National Assembly Futures Institute, Seoul, Republic of Korea.
JW LEE Center for Global Medicine, Seoul National University College of Medicine, Seoul, Republic of Korea.
BMC Health Serv Res. 2020 Feb 5;20(1):90. doi: 10.1186/s12913-019-4874-7.
Vietnam has been successful in increasing access to maternal, neonatal, and child health (MNCH) services during last decades; however, little is known about whether the primary MNCH service utilization has been properly utilized under the recent rapid urbanization.
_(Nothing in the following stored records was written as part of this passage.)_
PR #2496, opened 2025-04-12
Fine-grained disable the block editor

JPry:
- **Add initial block editor controller**
- **Add methods for block loading for post type**
- **Use ::class to reference the registered classes**
- **Register the Block_Logic provider**
- **Mark the editor class as deferred**
- **Remove no-op method**
- **Tweak Regexes**
- **Correct docblock parameters**
- **Simplify dynamic block stripping**
- **Fix typo**
- **Use interpolation and clean up some methods**
- **Apply formatting to the file**

### 🎫 Ticket

[TICKET_ID]

### ✔️ Checklist

### DIFF
--- a/src/Common/Editor/Block_Logic.php
+++ b/src/Common/Editor/Block_Logic.php
@@ -11,6 +11,7 @@ declare( strict_types=1 );
 
 namespace TEC\Common\Editor;
 
+use Exception;
 use TEC\Common\Contracts\Provider\Controller;
 use WP_Screen;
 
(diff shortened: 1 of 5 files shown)


src/Common/Editor/Block_Logic.php
```diff
@@ -0,0 +1,203 @@
...
+
+	/**
+	 * Return the value of should_load_blocks passed through a filter.
+	 *
+	 * @since TBD
+	 *
+	 * @param bool   $should_load The value of should_load_blocks.
+	 * @param string $reason      The reason why we are returning this value.
+	 *
+	 * @return bool
```
lucatume, line 120:
```suggestion
	 * @return bool Whether blocks should be loaded.
```

src/Common/Editor/Block_Logic.php
```diff
@@ -0,0 +1,203 @@
...
+use WP_Screen;
+
+/**
+ * Class Block_Logic
+ *
+ * @since TBD
+ */
+class Block_Logic extends Controller {
+
+	/** @var ?WP_Screen */
```
lucatume, line 25: Add `@since annotation` here.

src/Common/Editor/Block_Logic.php
```diff
@@ -0,0 +1,203 @@
...
+	 *
+	 * @since TBD
+	 *
+	 * @param string $post_type The post type to check.
+	 *
+	 * @return bool
+	 */
+	public function should_load_blocks_for_post_type( string $post_type = '' ): bool {
+		// Set up a static variable to ensure we don't check the same post type multiple times.
+		static $checked_post_types = [];
```
lucatume, line 151: Use `tribe_cache()[ $cache_key ]` (`ArrayAccess` API)  for memoization. Static variables will not flush on `wp_cache_flush` calls making programmatic cache invalidation difficult (includes test, but not only those).

src/Common/Editor/Block_Logic.php
```diff
@@ -0,0 +1,203 @@
...
+	 * @throws Exception If the current post type cannot be determined.
+	 */
+	private function determine_current_post_type(): string {
+		// If we have the screen object, use its post type.
+		if ( null !== $this->screen ) {
+			return $this->screen->post_type;
+		}
+
+		// Try to use the global post object.
+		if ( isset( $GLOBALS['post']->post_type ) ) {
```
lucatume, line 197: Will this work reliably in REST API and Ajax context?

src/Common/Editor/Block_Logic.php
```diff
@@ -0,0 +1,203 @@
...
+	 * Return the value of should_load_blocks passed through a filter.
+	 *
+	 * @since TBD
+	 *
+	 * @param bool   $should_load The value of should_load_blocks.
+	 * @param string $reason      The reason why we are returning this value.
+	 *
+	 * @return bool
+	 */
+	private function return_should_load_blocks( bool $should_load, string $reason ): bool {
```
lucatume, line 122: Not a stopper, but why not `filter_should_load_blocks`?

src/Common/Editor/Block_Logic.php
lucatume: On the topic of memoization: is this worth it? Are there so many calls to this method to justify it and run the risk of serving a stale result (e.g. because the post types have been filtered later)?
It looks like the expensive call in this method is the one to `$this->determine_current_post_type()`; should that method memoized?
I'm asking this question as I do not have an order of how many calls are made to this method.

JPry: > On the topic of memoization: is this worth it? Are there so many calls to this method to justify it and run the risk of serving a stale result (e.g. because the post types have been filtered later)?

My thought process here was that every place that calls `should_load_blocks()` could potentially get to this method as well. Because this method runs `apply_filters()`, and that isn't necessarily a light call, I wanted to minimize the number of times the logic needs to run. 

With that said, I can switch to `tribe_cache()` instead.

> I'm asking this question as I do not have an order of how many calls are made to this method.

At the moment it's only called in one place. However, I was trying to be defensive about it ahead of time, knowing how the calls are likely to expand over time.

src/Common/Editor/Block_Logic.php
JPry: > Will this work reliably in REST API and Ajax context?

That's a good question: I think it would make sense to have a separate case for those situations outside of this method, since the post type isn't as relevant in those contexts.

PR #2525, opened 2025-04-23
Country List with Stripe info

pattihis:
### 🎫 Ticket

[ET-2339]

### 🗒️ Description

Under the ET Onboarding Wizard work, we centralize our Currency and Country lists in Common. We also use the [whodat Stripe API](https://whodatdev.theeventscalendar.com/commerce/v1/stripe/countries) endpoint to pull info about the payment gateway. These methods will also be used by TEC Onboarding Wizard, to centralize our data.

### ✔️ Checklist

[ET-2339]: https://stellarwp.atlassian.net/browse/ET-2339?atlOrigin=eyJpIjoiNWRkNTljNzYxNjVmNDY3MDlhMDU5Y2ZhYzA5YTRkZjUiLCJwIjoiZ2l0aHViLWNvbS1KU1cifQ

### DIFF
--- a/src/Common/Lists/Country.php
+++ b/src/Common/Lists/Country.php
@@ -337,7 +337,7 @@ class Country {
 	 */
 	public function get_gateway_countries(): array {
 		$cache     = tribe( 'cache' );
-		$cache_key = 'paymentgateway_enabled_countries';
+		$cache_key = 'payment_gateway_enabled_countries';
 
 		// Try to get from cache first.
 		$cached_data = $cache->get( $cache_key );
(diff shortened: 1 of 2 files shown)


src/Common/Lists/Country.php
```diff
@@ -327,4 +327,77 @@ public function find_country_by_value( $value ): ?string {
...
+
+		// If API error or invalid response, return all countries with default values.
+		if ( is_wp_error( $response ) || ! isset( $stripe_data['countries'] ) ) {
+			foreach ( $base_countries as $continent => $countries ) {
+				foreach ( $countries as $code => $name ) {
+					$result[ $code ] = [
+						'name'       => $name,
+						'group'      => $continent,
+						'has_paypal' => true,
+						'has_stripe' => true,
```
Camwyn, line 368: I think we should default to false, and let the API handle overwriting that

src/Common/Lists/Country.php
```diff
@@ -327,4 +327,77 @@ public function find_country_by_value( $value ): ?string {
...
+					'group'      => $continent,
+					'has_paypal' => true,
+					'has_stripe' => false,
+					'has_square' => true,
+				];
+
+				// Check if this country exists in Stripe data and is active.
+				if ( isset( $stripe_data['countries'][ $code ] ) &&
+					isset( $stripe_data['countries'][ $code ]['is_active'] ) &&
+					$stripe_data['countries'][ $code ]['is_active'] === true ) {
```
Camwyn, line 394: This can just be:
```suggestion
					! empty( $stripe_data['countries'][ $code ]['is_active'] ) {
```
since the values should be boolean?

Camwyn: Actually all of this should be covered by 
`$result[ $code ]['has_stripe'] = $stripe_data['countries'][ $code ]['is_active'] ?? false;`

src/Common/Lists/Currency.php
```diff
@@ -136,18 +148,18 @@ public static function get_currency_list(): array {
 				'symbol' => '$',
 				'entity' => '&#36;',
 			],
```
Camwyn, line 150: I'm all for adding, but why are we _removing_ currencies?

Camwyn (changes requested):

src/Common/Lists/Country.php
pattihis: Yes we do, a bit further down. Here is the case that the API is unreachable or response is not what we expected so I thought we default them all to true and let the user configure what he wants.

PR #2561, opened 2025-05-12
Create supporting methods in PHP for Square and Country by currency

dpanta94:
Supporting work for https://github.com/the-events-calendar/event-tickets/pull/3803

### DIFF
--- a/src/Common/Lists/Country.php
+++ b/src/Common/Lists/Country.php
@@ -329,6 +329,21 @@ class Country {
 	}
 
 	/**
+	 * Get a country by its currency.
+	 *
+	 * @since TBD
+	 *
+	 * @param string $currency The currency.
+	 *
+	 * @return array|null The country or null if not found.
+	 */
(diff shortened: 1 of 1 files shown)


src/Common/Lists/Country.php
```diff
@@ -25,254 +294,50 @@ class Country {
...
+	}
+
+	/**
+	 * Get a formatted list of countries.
+	 *
+	 * @since TBD
+	 *
+	 * @return array<string,array<string,mixed>> The formatted list of countries.
+	 */
+	public function get_country_list_formatted(): array {
```
Camwyn, line 314: This is not "formatting" - this is adding data.
The functionality is great, but the function name is misleading.

Camwyn (changes requested):

src/Common/Lists/Country.php
Camwyn: "with additional data"
"with gateway info"
something that tells folks it's not just "making it pretty" but adding information/data

PR #2605, opened 2025-05-22
Fix - Issues after sync with latest elektra.

rafsuntaskin:
### 🗒️ Description
* Fixed redundant logic for determining page slug.
* Fixed PHP warning where screen is null.


andrasguseo (approved):
Looks good.

PR #2639, opened 2025-06-17
refactor(Classy) clean up store/registry logic

lucatume:
This restores the previously commented out tests and simplifies the registry/store logic.


JPry (approved):

src/resources/packages/classy/functions/classy.ts
```diff
@@ -108,19 +107,6 @@ export function toggleElementVisibility( document: Document | null = null ): voi
 export async function initApp( document: Document | null = null ): Promise< void > {
 	document = document ?? window.document;
 	const classyRoot = createRoot( getOrCreateElement( document ) );
-	const registry: WPDataRegistry = await createClassyRegistry();
-
-	// Set the module registry instance.
-	setRegistry( registry );
-
+	const registry = await getDefaultRegistry();
```
JPry, line 110: Should this be typed as `WPDataRegistry`, or is that undesirable since we're getting a Promise back?

lucatume: It's already typed from the promise return value.
Typing it explicitly will not hurt, though.

PR #2640, opened 2025-06-19
classy/component integration testing

lucatume:
The changes remove the hack I had previously used to get hold of the WordPress default registry (the one used by WordPress to handle all its stores in the Block Editor context) to align with the default WordPress API based around the use of the `withRegistry` HOC.

The refactor creates a Classy provider: a combination of a registry consumer (the `registry` instance provided by the `withRegistry` HOC) and a `RegistryProvider` (again from WordPress core) to pass-down, and capture, the current default registry.

The change was prompted by the idea to simplify the code and leveraging the fact that the `withRegistry` HOC will get, and if not already present, build, the default registry to provide it to the wrapped components. For the time being this removes the need to curate and set up a dedicated registry for the Classy application both in and out of the Block Editor context.

Functionally, the components and fields already part of the application are not affected.

This makes possible integration testing of components, in Common and in other plugins, that implicitly (through the `useRegistry` hook) or explicitly (through the `useSelect` and `useDispatch` hooks) rely on the registry instance.


src/resources/packages/classy/components/Provider.tsx
```diff
@@ -0,0 +1,92 @@
...
+		// Register the base Classy store.
+		registry.registerStore( STORE_NAME, storeConfig );
+
+		/**
+		 * Fire an action when the Classy application has initialized.
+		 * Initialized means the application got hold of the WordPress registry and registered the base store.
+		 *
+		 * @since TBD
+		 */
+		doAction( 'tec.classy.initialized' );
```
JPry, line 38: Should we rename this action, or reloacte it, since it's now within a more generalized component?

src/resources/packages/classy/components/Classy.tsx
```diff
@@ -241,12 +215,18 @@ function ClassyApplication() {
...
 }
 
-export function Classy( { registry }: { registry: WPDataRegistry } ) {
+/**
+ * The Classy application rendered in the context of the Classy provider that will provide the application
+ * with access to the WordPress default registry.
+ *
+ * @since TBD
+ *
+ * @constructor
```
JPry, line 224: Just curious for my own learning: When should we be using the `@constructor` doc tag in a JS/React context?

JPry (approved):
Just a few small things and questions; no blocking issues

src/resources/packages/classy/components/Provider.tsx
lucatume: Since this component is the one that initializes the Classy application, I would stay it can stay here.

PR #2641, opened 2025-06-20
fix(Classy) CTA font size

lucatume:
This fixes the font size of the Call-to-action text in the context of the Classy UI.
Based on the current value of the font sizes: `16px -> 14px`.


lucatume:
I've also added a missing bottom border in the modal header.

JPry (approved):

PR #2648, opened 2025-06-25
fix(Classy) hide BE welcome guide

lucatume:
When looking at a post type supported by Classy, then the Block Editor
welcome guide should be hidden.

Hiding the Welcome Guide on the frontend either using CSS or JS would
"flash" it.
This code updates the user meta controlling the persisted user
preferences without changing them, making sure the welcome guide will
not show if the user is editing a post type managed by Classy and has
never dismissed the welcome guide before.

A catch: this is the best solution I could come up with that would
cleanly do this, but a user that is editing, as their first post, a post
managed by classy will have the preference saved in **local storage** of
the browser, and will not see the Welcome Guide on other posts.
If the user has already seen the welcome guide, then they will not be
affected.

A user that wishes to see the welcome guide again can just do so from
the standard Block Editor menu.

[Demo](https://share.cleanshot.com/FCL1TBVC)

### DIFF
--- a/src/Common/Classy/Controller.php
+++ b/src/Common/Classy/Controller.php
@@ -17,6 +17,7 @@ use Tribe__Date_Utils as Date_Utils;
 use Tribe__Main as Common;
 use WP_Block_Editor_Context;
 use WP_Post;
+use wpdb;
 
 /**
  * Class Controller.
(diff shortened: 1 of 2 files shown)


JPry:
One more thought that occurred to me after I left the previous comment: Would it be better to try to modify the setting for the welcome guide from within Classy JS instead of PHP? That's where the editor is manipulating the setting anyway, so perhaps we could work with it there and bypass the issue I flagged.

PR #2672, opened 2025-07-14
Improves checkout timing with Shepherd

dpanta94:
[TCMN-185]

Improves TicketsCommerce checkout timing by offloading tasks to Shepherd.

This change enhances performance by optimizing checkout processes

[TCMN-185]: https://stellarwp.atlassian.net/browse/TCMN-185?atlOrigin=eyJpIjoiNWRkNTljNzYxNjVmNDY3MDlhMDU5Y2ZhYzA5YTRkZjUiLCJwIjoiZ2l0aHViLWNvbS1KU1cifQ


composer.json
```diff
@@ -33,10 +33,10 @@
     "stellarwp/db": "^1.0.3",
     "stellarwp/installer": "^1.1.0",
     "stellarwp/models": "dev-main",
-    "stellarwp/schema": "^1.1.8",
+    "stellarwp/schema": "^2.0",
+    "stellarwp/shepherd": "0.0.2",
     "stellarwp/telemetry": "^2.3.4",
-    "stellarwp/uplink": "2.2.2",
-    "woocommerce/action-scheduler": "3.9.2"
```
Camwyn, line 39: If you remove it, this will fail: https://github.com/the-events-calendar/tribe-common/blob/master/src/Tribe/Main.php#L527

Camwyn (changes requested):

composer.json
dpanta94: It won't, because we do the same in Shepherd. But to be clearer i'll remove the requirement in our own codebase too.

Action scheduler will continue to be available through Shepherd.

bordoni (approved):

We aimed to examine current MNCH service utilization patterns at a district level.
The study was conducted qualitatively in a rural district named Quốc Oai. Women who gave a birth within a year and medical staff at various levels participated through 43 individual in-depth interviews and 3 focus group interviews.
Primary MNCH services were underutilized due to a failure to meet increased quality needs. Most of the mothers preferred private clinics for antenatal care and the district hospital for delivery due to the better service quality of these facilities compared to that of the commune health stations (CHSs). Mothers had few sociocultural barriers to acquiring service information or utilizing services based on their improved standard of living. A financial burden for some services, including caesarian section, still existed for uninsured mothers, while their insured counterparts had relatively few difficulties.
For the improved macro-efficiency of MNCH systems, the government needs to rearrange human resources and/or merge some CHSs to achieve economies of scale and align with service volume distribution across the different levels.
越南在过去几十年中成功地增加了获得母婴、新生儿和儿童健康(MNCH)服务的机会;然而,对于最近快速城市化背景下,基本的 MNCH 服务利用情况是否得到了适当利用,知之甚少。我们旨在检查区县级的当前 MNCH 服务利用模式。
本研究在一个名为国威的农村地区进行了定性研究。在一年内分娩的妇女和各级医务人员通过 43 次个人深入访谈和 3 次焦点小组访谈参与了研究。
由于未能满足不断提高的质量需求,基本的 MNCH 服务利用不足。与公社卫生站相比,大多数母亲更喜欢私人诊所进行产前护理,以及区医院进行分娩,因为这些设施的服务质量更好。由于生活水平的提高,母亲在获取服务信息或利用服务方面几乎没有遇到任何社会文化障碍。对于一些服务,包括剖腹产,对于没有保险的母亲来说仍然存在经济负担,而对于有保险的母亲来说,这方面的困难相对较少。
为了提高 MNCH 系统的宏观效率,政府需要重新配置人力资源和/或合并一些公社卫生站,以实现规模经济,并与不同级别之间的服务量分布相匹配。